■ INSTRUCTIONS TO FOLLOW:
Every entry, exactly as given, must be retyped.
══ INPUT
PR #2852, opened 2026-08-21
BYD-MODBUS: implement Fronius ControlData block and inverter settings UI organization

nagyrobi:
### What
This PR makes the BYD-Modbus driver act on three ControlData registers the inverter already writes: WatchDogTimeout (402), RebootCommand (407) and UTC (403-406). Splits the "Inverter config" settings card into inverter-specific settings and settings common to all inverters.

kép

### Why
Inverter-missing detection assumed a 60s watchdog period instead of the one the inverter itself declares, so it could not follow a potential period change from inverter side. Two further registers the inverter writes on every ControlData update were stored and ignored: a restart request, and a wall clock the emulator currently has no other source for.
Settings that apply to every inverter were interleaved with driver-specific ones, making the card hard to scan and the relationship between options unclear.

### How
Register 402 drives the sampling interval in `verify_inverter_modbus()`, restored from NVM at boot and re-persisted only when the inverter changes it; 407 triggers the existing pause/open-contactors restart path behind a new opt-out checkbox; 403-406 are decoded as big-endian epoch seconds and shown on the settings page. The driver flags a changed watchdog period and the core loop performs the write, so no inverter protocol gains a dependency on storage.
The card now holds two grids: protocol, interface and driver-specific settings first, then the common ones (ramp up, SOC taper, longer CAN timeout, offgrid). 

> [!TIP]


nagyrobi:
kép

Software/src/communication/nvm/comm_nvm.cpp
```diff
@@ -150,6 +150,9 @@ void init_stored_settings() {
   user_selected_tesla_GTW_chassisType = settings.getUInt("GTWCHASSIS", user_selected_tesla_GTW_chassisType);
   user_selected_tesla_GTW_packEnergy = settings.getUInt("GTWPACK", user_selected_tesla_GTW_packEnergy);
   user_selected_primo_gen24 = settings.getBool("PRIMOGEN24", false);
+  user_selected_accept_inverter_reboot = settings.getBool("INVACCREB", true);
+  // Watchdog period the inverter last told us about, or the default if it never has
+  inverter_modbus_watchdog_timeout_s = settings.getUInt("INVWDTMO", MODBUS_INV_WATCHDOG_DEFAULT_S);
```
════
■ RESPONSE:
PR #2852, opened 2026-08-21
BYD-MODBUS: implement Fronius ControlData block and inverter settings UI organization

nagyrobi:
### What
This PR makes the BYD-Modbus driver act on three ControlData registers the inverter already writes: WatchDogTimeout (402), RebootCommand (407) and UTC (403-406). Splits the "Inverter config" settings card into inverter-specific settings and settings common to all inverters.

kép

### Why
Inverter-missing detection assumed a 60s watchdog period instead of the one the inverter itself declares, so it could not follow a potential period change from inverter side. Two further registers the inverter writes on every ControlData update were stored and ignored: a restart request, and a wall clock the emulator currently has no other source for.
Settings that apply to every inverter were interleaved with driver-specific ones, making the card hard to scan and the relationship between options unclear.

### How
Register 402 drives the sampling interval in `verify_inverter_modbus()`, restored from NVM at boot and re-persisted only when the inverter changes it; 407 triggers the existing pause/open-contactors restart path behind a new opt-out checkbox; 403-406 are decoded as big-endian epoch seconds and shown on the settings page. The driver flags a changed watchdog period and the core loop performs the write, so no inverter protocol gains a dependency on storage.
The card now holds two grids: protocol, interface and driver-specific settings first, then the common ones (ramp up, SOC taper, longer CAN timeout, offgrid). 

> [!TIP]


nagyrobi:
kép

Software/src/communication/nvm/comm_nvm.cpp
```diff
@@ -150,6 +150,9 @@ void init_stored_settings() {
   user_selected_tesla_GTW_chassisType = settings.getUInt("GTWCHASSIS", user_selected_tesla_GTW_chassisType);
   user_selected_tesla_GTW_packEnergy = settings.getUInt("GTWPACK", user_selected_tesla_GTW_packEnergy);
   user_selected_primo_gen24 = settings.getBool("PRIMOGEN24", false);
+  user_selected_accept_inverter_reboot = settings.getBool("INVACCREB", true);
+  // Watchdog period the inverter last told us about, or the default if it never has
+  inverter_modbus_watchdog_timeout_s = settings.getUInt("INVWDTMO", MODBUS_INV_WATCHDOG_DEFAULT_S);
```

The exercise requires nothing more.